▶

PR #3175, opened 2025-06-11
update node to 18

martenson:
I assume this is not enough/proper. 

This PR is in a naive attempt to fix publish workflow, throwing:

```
error linkinator@6.1.2: The engine "node" is incompatible with this module. Expected version ">=18". Got "16.20.2"
error Found incompatible module.
```

xref: https://github.com/galaxyproject/galaxy-hub/actions/runs/15577800186/job/43865985577

### DIFF
--- a/.github/workflows/publish.yml
+++ b/.github/workflows/publish.yml
@@ -19,7 +19,7 @@ jobs:
       - name: Setup node
         uses: actions/setup-node@v4
         with:
-          node-version: '16'
+          node-version: '18'
           cache: 'yarn'
       - name: Install project dependencies
         run: yarn --prefer-offline


bgruening:
@dannon pushing the artifacts is currently broken, do you think is PR is ok do go? Or will this cause major other problems?

dannon:
Argh, thanks for the ping, I hadn't seen this failure.  It wouldn't hurt to try, though node 18 is where all the webpack/ssl issues start happening in various configurations and there may be fallout we have to adjust for.

dannon:
Looks like it worked, thank you for noticing and fixing this!

PR #3179, opened 2025-06-11
News astro text analysis tool

Andrei-EPFL:
this a tool that has to be published soon on galaxy, but there are some checks that do not pass.

See https://github.com/esg-epfl-apc/tools-astro/pull/113


bgruening:
@Andrei-EPFL don't forget to add it to https://github.com/usegalaxy-eu/usegalaxy-eu-tools

PR #3181, opened 2025-06-12
Add DH SIG

Sch-Da:
Add DH SIG panel and link to index.

Is it working like this or am I missing something?

### DIFF
--- a/content/community/sig/index.md
+++ b/content/community/sig/index.md
@@ -110,7 +110,7 @@ Announcements and discussion in the Galaxy Public Health Community.
 <!-- Digital Humanities -->
 <div class="card" style="min-width: 12rem; max-width: 20rem">
 <a href="/community/sig/digital-humanities/">
-<div class="card-header bg-sig-field text-white text-center"><i class="fa fa-external-link-alt" aria-hidden="true"></i>&nbsp;Public Health</div>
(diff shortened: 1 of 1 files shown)


content/community/sig/index.md
```diff
@@ -107,6 +107,16 @@ Announcements and discussion in the Galaxy Public Health Community.
 
 </div>
 
+<!-- Digital Humanities -->
+<div class="card" style="min-width: 12rem; max-width: 20rem">
+<a href="/community/sig/digital-humanities/">
+<div class="card-header bg-sig-field text-white text-center"><i class="fa fa-external-link-alt" aria-hidden="true"></i>&nbsp;Public Health</div>
```
SaimMomin12: Digital humanities instead of Public Health

Sch-Da:
```suggestion
<div class="card-header bg-sig-field text-white text-center"><i class="fa fa-external-link-alt" aria-hidden="true"></i>&nbsp;Digital Humanties</div>
```

Sch-Da: yes, adapted, thanks for catching!

dadrasarmin: Now, that you mentioned it, I would like to highlight that nothing happens when I click on Public Health icon. For the rest, I will be redirected to their page.

Sch-Da: There was no link embedded for public health, which would explain this. Not sure, it is intentional, though

PR #4290, opened 2026-09-20
Icons and footers rework

wm75:


dannon (approved):
Much nicer to have it all in one spot, and the inline stuff gone. Freiburg footer matching looks great. Thanks Wolfgang!

PR #4302, opened 2026-09-22
Updating DH SIG page

Sch-Da:
With the link to the subdomain and newly added tools


content/community/sig/digital-humanities/index.md
```diff
@@ -48,13 +48,14 @@ Are you already familiar with Galaxy? Try one of our other tutorials or consider
   frameborder="0">
 </iframe>
 
+Scroll down to see all tutorials here.
```
bgruening, line 51: Is that really needed? And if we want to redirect users, should we not direct them to GTN?

Sch-Da: The scroll bar only appears on mouse over to show that there are more than 3 tutorials. So I thought I would make it more explicit that there are more tutorials visualised in the iframe. We can leave it out if you prefer.

PR #4761, opened 2026-08-23
feat(mouth): scenario toggle — preview your answers on the other route

Balizero1987:
## What

At the verdict stage the Studio shows a **static** three-column "Compare the routes" table that never reflects the visitor's own answers. Someone who lands there on the deposit route has no way to ask the one question that actually precedes a USD 130,000 commitment: *and if I took the other road?* Today the only way to find out is to go back and redo the interview, losing the result you were reading.

This adds a control at the verdict stage that evaluates **the visitor's own answers** against the other route, without disturbing the plan they have saved.

## The defect a cross-family refuter found in this idea before it was built — and how it is cured

Kimi K3, reviewing the spec, objected that `evaluatePlan` would be asked to reason about states the wizard can never produce: patch `route` from `deposit` to `property` while `capital: "ready_130k"` is still populated, and you evaluate a combination the interview could not generate — so the preview verdict could be a lie.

◀

Write the listing out again in full, exactly as it stands above.

RESPONSE TO THIS TASK:
PR #3175, opened 2025-06-11
update node to 18

martenson:
I assume this is not enough/proper. 

This PR is in a naive attempt to fix publish workflow, throwing:

```
error linkinator@6.1.2: The engine "node" is incompatible with this module. Expected version ">=18". Got "16.20.2"
error Found incompatible module.
```

xref: https://github.com/galaxyproject/galaxy-hub/actions/runs/15577800186/job/43865985577

### DIFF
--- a/.github/workflows/publish.yml
+++ b/.github/workflows/publish.yml
@@ -19,7 +19,7 @@ jobs:
       - name: Setup node
         uses: actions/setup-node@v4
         with:
-          node-version: '16'
+          node-version: '18'
           cache: 'yarn'
       - name: Install project dependencies
         run: yarn --prefer-offline


bgruening:
@dannon pushing the artifacts is currently broken, do you think is PR is ok do go? Or will this cause major other problems?

dannon:
Argh, thanks for the ping, I hadn't seen this failure.  It wouldn't hurt to try, though node 18 is where all the webpack/ssl issues start happening in various configurations and there may be fallout we have to adjust for.

dannon:
Looks like it worked, thank you for noticing and fixing this!

PR #3179, opened 2025-06-11
News astro text analysis tool

Andrei-EPFL:
this a tool that has to be published soon on galaxy, but there are some checks that do not pass.

See https://github.com/esg-epfl-apc/tools-astro/pull/113


bgruening:
@Andrei-EPFL don't forget to add it to https://github.com/usegalaxy-eu/usegalaxy-eu-tools

PR #3181, opened 2025-06-12
Add DH SIG

Sch-Da:
Add DH SIG panel and link to index.

Is it working like this or am I missing something?

### DIFF
--- a/content/community/sig/index.md
+++ b/content/community/sig/index.md
@@ -110,7 +110,7 @@ Announcements and discussion in the Galaxy Public Health Community.
 <!-- Digital Humanities -->
 <div class="card" style="min-width: 12rem; max-width: 20rem">
 <a href="/community/sig/digital-humanities/">
-<div class="card-header bg-sig-field text-white text-center"><i class="fa fa-external-link-alt" aria-hidden="true"></i>&nbsp;Public Health</div>
(diff shortened: 1 of 1 files shown)


content/community/sig/index.md
```diff
@@ -107,6 +107,16 @@ Announcements and discussion in the Galaxy Public Health Community.
 
 </div>
 
+<!-- Digital Humanities -->
+<div class="card" style="min-width: 12rem; max-width: 20rem">
+<a href="/community/sig/digital-humanities/">
+<div class="card-header bg-sig-field text-white text-center"><i class="fa fa-external-link-alt" aria-hidden="true"></i>&nbsp;Public Health</div>
```
SaimMomin12: Digital humanities instead of Public Health

Sch-Da:
```suggestion
<div class="card-header bg-sig-field text-white text-center"><i class="fa fa-external-link-alt" aria-hidden="true"></i>&nbsp;Digital Humanties</div>
```

Sch-Da: yes, adapted, thanks for catching!

dadrasarmin: Now, that you mentioned it, I would like to highlight that nothing happens when I click on Public Health icon. For the rest, I will be redirected to their page.

Sch-Da: There was no link embedded for public health, which would explain this. Not sure, it is intentional, though

PR #4290, opened 2026-09-20
Icons and footers rework

wm75:


dannon (approved):
Much nicer to have it all in one spot, and the inline stuff gone. Freiburg footer matching looks great. Thanks Wolfgang!

PR #4302, opened 2026-09-22
Updating DH SIG page

Sch-Da:
With the link to the subdomain and newly added tools


content/community/sig/digital-humanities/index.md
```diff
@@ -48,13 +48,14 @@ Are you already familiar with Galaxy? Try one of our other tutorials or consider
   frameborder="0">
 </iframe>
 
+Scroll down to see all tutorials here.
```
bgruening, line 51: Is that really needed? And if we want to redirect users, should we not direct them to GTN?

Sch-Da: The scroll bar only appears on mouse over to show that there are more than 3 tutorials. So I thought I would make it more explicit that there are more tutorials visualised in the iframe. We can leave it out if you prefer.

PR #4761, opened 2026-08-23
feat(mouth): scenario toggle — preview your answers on the other route

Balizero1987:
## What

At the verdict stage the Studio shows a **static** three-column "Compare the routes" table that never reflects the visitor's own answers. Someone who lands there on the deposit route has no way to ask the one question that actually precedes a USD 130,000 commitment: *and if I took the other road?* Today the only way to find out is to go back and redo the interview, losing the result you were reading.

This adds a control at the verdict stage that evaluates **the visitor's own answers** against the other route, without disturbing the plan they have saved.

## The defect a cross-family refuter found in this idea before it was built — and how it is cured

Kimi K3, reviewing the spec, objected that `evaluatePlan` would be asked to reason about states the wizard can never produce: patch `route` from `deposit` to `property` while `capital: "ready_130k"` is still populated, and you evaluate a combination the interview could not generate — so the preview verdict could be a lie.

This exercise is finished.